# Exercise prompt:
Nothing should be left out: write out the whole listing exactly.

========================================================================

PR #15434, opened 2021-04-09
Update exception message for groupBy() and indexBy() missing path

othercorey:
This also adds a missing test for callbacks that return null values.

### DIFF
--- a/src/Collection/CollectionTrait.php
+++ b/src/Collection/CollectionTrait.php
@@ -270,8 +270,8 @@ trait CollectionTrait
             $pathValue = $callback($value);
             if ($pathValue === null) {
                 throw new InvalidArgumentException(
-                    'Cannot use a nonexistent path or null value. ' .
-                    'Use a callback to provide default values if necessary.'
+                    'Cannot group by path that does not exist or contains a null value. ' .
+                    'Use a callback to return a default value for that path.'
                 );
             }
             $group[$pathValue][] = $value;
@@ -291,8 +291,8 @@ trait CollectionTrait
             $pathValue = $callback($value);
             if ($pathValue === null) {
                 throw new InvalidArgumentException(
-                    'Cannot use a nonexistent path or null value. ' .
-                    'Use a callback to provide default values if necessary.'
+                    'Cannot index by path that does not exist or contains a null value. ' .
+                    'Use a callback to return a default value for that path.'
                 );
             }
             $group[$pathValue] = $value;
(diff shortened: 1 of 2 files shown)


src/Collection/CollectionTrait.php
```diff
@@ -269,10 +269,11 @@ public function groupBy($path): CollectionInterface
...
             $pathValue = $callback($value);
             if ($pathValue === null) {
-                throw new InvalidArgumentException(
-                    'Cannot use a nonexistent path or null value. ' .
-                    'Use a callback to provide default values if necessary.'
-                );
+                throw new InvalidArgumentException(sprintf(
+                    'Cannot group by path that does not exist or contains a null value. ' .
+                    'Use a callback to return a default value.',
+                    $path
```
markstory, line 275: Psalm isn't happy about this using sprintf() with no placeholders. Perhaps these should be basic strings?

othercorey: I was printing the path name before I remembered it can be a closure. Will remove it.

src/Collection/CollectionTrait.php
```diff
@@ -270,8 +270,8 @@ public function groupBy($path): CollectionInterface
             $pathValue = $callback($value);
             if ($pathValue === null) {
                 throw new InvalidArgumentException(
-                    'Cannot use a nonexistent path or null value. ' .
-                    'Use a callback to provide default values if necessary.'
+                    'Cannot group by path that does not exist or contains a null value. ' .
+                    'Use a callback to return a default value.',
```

========================================================================

# Response box:
PR #15434, opened 2021-04-09
Update exception message for groupBy() and indexBy() missing path

othercorey:
This also adds a missing test for callbacks that return null values.

### DIFF
--- a/src/Collection/CollectionTrait.php
+++ b/src/Collection/CollectionTrait.php
@@ -270,8 +270,8 @@ trait CollectionTrait
             $pathValue = $callback($value);
             if ($pathValue === null) {
                 throw new InvalidArgumentException(
-                    'Cannot use a nonexistent path or null value. ' .
-                    'Use a callback to provide default values if necessary.'
+                    'Cannot group by path that does not exist or contains a null value. ' .
+                    'Use a callback to return a default value for that path.'
                 );
             }
             $group[$pathValue][] = $value;
@@ -291,8 +291,8 @@ trait CollectionTrait
             $pathValue = $callback($value);
             if ($pathValue === null) {
                 throw new InvalidArgumentException(
-                    'Cannot use a nonexistent path or null value. ' .
-                    'Use a callback to provide default values if necessary.'
+                    'Cannot index by path that does not exist or contains a null value. ' .
+                    'Use a callback to return a default value for that path.'
                 );
             }
             $group[$pathValue] = $value;
(diff shortened: 1 of 2 files shown)


src/Collection/CollectionTrait.php
```diff
@@ -269,10 +269,11 @@ public function groupBy($path): CollectionInterface
...
             $pathValue = $callback($value);
             if ($pathValue === null) {
-                throw new InvalidArgumentException(
-                    'Cannot use a nonexistent path or null value. ' .
-                    'Use a callback to provide default values if necessary.'
-                );
+                throw new InvalidArgumentException(sprintf(
+                    'Cannot group by path that does not exist or contains a null value. ' .
+                    'Use a callback to return a default value.',
+                    $path
```
markstory, line 275: Psalm isn't happy about this using sprintf() with no placeholders. Perhaps these should be basic strings?

othercorey: I was printing the path name before I remembered it can be a closure. Will remove it.

src/Collection/CollectionTrait.php
```diff
@@ -270,8 +270,8 @@ public function groupBy($path): CollectionInterface
             $pathValue = $callback($value);
             if ($pathValue === null) {
                 throw new InvalidArgumentException(
-                    'Cannot use a nonexistent path or null value. ' .
-                    'Use a callback to provide default values if necessary.'
+                    'Cannot group by path that does not exist or contains a null value. ' .
+                    'Use a callback to return a default value.',
```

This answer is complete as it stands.